Collected data entries:
************
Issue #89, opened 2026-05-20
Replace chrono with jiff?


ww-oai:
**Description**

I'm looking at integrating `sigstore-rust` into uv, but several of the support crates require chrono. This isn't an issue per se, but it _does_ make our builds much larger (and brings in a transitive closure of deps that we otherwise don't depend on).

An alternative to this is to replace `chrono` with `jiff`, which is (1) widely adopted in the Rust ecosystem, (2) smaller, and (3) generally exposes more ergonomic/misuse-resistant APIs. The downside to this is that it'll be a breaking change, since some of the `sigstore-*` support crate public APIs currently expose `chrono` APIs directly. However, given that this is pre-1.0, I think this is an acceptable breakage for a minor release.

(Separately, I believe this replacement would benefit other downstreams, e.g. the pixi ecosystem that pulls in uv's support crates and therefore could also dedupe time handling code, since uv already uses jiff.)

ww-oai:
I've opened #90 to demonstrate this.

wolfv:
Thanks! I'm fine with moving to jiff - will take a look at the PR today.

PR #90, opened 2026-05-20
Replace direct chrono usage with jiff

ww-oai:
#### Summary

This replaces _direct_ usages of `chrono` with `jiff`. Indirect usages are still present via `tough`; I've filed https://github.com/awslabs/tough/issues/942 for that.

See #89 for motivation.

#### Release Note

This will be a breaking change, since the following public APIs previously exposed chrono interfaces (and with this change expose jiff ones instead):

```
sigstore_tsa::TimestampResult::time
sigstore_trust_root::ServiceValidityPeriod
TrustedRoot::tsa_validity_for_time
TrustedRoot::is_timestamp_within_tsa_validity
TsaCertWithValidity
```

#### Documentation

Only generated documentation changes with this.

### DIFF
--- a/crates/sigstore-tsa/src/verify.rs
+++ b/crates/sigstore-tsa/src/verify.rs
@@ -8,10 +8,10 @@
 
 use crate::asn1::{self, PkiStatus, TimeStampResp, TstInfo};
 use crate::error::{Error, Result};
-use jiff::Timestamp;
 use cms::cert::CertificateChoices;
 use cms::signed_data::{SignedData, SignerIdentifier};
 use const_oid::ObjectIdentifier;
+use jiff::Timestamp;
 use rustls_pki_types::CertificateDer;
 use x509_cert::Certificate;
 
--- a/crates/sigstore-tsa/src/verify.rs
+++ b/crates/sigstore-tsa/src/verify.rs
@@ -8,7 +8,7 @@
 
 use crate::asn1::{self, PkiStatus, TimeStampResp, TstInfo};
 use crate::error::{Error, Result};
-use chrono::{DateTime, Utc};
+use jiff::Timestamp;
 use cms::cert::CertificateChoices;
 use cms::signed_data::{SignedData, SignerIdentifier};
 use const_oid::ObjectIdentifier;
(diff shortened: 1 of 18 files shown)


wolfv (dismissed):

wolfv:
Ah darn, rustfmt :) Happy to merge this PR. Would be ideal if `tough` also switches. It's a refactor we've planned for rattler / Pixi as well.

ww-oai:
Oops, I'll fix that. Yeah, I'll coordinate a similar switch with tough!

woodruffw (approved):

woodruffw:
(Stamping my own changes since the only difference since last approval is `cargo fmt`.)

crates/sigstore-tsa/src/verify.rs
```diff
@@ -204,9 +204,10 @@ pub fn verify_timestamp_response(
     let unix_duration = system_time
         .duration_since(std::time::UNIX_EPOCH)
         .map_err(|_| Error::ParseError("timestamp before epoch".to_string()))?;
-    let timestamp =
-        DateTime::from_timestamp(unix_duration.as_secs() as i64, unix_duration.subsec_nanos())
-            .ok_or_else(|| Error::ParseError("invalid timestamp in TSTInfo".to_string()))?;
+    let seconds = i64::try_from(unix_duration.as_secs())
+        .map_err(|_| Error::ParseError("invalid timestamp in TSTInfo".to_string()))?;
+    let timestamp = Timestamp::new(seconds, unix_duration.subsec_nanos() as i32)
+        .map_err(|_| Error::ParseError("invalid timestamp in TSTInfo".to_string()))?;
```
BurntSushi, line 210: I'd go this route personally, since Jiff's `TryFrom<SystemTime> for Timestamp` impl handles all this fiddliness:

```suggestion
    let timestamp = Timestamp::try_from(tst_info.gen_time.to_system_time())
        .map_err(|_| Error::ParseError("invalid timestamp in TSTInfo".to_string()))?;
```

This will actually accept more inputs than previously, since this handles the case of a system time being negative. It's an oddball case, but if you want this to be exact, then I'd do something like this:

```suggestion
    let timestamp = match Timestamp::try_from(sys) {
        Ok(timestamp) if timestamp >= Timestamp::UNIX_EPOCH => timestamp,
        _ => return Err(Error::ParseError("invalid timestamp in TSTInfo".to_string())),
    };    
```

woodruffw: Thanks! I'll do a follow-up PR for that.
************
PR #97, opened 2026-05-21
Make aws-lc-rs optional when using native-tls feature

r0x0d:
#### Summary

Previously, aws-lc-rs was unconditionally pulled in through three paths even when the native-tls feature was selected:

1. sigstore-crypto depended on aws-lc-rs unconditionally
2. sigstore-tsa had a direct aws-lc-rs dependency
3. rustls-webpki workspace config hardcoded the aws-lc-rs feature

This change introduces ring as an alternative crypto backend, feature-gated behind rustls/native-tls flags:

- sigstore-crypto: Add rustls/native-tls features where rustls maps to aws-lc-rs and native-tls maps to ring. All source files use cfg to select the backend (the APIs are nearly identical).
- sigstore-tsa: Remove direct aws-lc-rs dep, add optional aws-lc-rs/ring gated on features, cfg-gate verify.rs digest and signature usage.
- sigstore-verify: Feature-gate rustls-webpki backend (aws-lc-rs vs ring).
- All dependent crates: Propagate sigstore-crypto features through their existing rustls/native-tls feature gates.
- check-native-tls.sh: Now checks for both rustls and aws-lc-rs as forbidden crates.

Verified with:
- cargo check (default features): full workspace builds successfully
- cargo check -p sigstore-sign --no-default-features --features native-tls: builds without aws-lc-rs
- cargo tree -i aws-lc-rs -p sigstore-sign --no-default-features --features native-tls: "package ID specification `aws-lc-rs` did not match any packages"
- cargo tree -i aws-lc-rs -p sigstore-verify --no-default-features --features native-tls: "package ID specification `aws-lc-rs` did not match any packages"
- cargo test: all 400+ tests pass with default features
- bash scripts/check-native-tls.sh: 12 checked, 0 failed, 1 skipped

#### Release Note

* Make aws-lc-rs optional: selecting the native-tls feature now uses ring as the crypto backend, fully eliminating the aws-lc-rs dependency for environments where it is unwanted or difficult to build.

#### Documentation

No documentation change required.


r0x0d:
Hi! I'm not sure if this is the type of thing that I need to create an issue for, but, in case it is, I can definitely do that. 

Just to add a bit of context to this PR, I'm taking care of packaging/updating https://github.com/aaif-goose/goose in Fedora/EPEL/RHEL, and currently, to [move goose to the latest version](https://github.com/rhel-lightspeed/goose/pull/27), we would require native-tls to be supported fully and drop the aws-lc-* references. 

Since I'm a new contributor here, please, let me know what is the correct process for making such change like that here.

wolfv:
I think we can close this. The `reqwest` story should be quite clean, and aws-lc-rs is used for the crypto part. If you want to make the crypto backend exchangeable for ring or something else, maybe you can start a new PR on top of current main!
************
Exercise directions =>
Every line above that holds the word "changes" is to be found and copied.

Task result =>
Only generated documentation changes with this.
(Stamping my own changes since the only difference since last approval is `cargo fmt`.)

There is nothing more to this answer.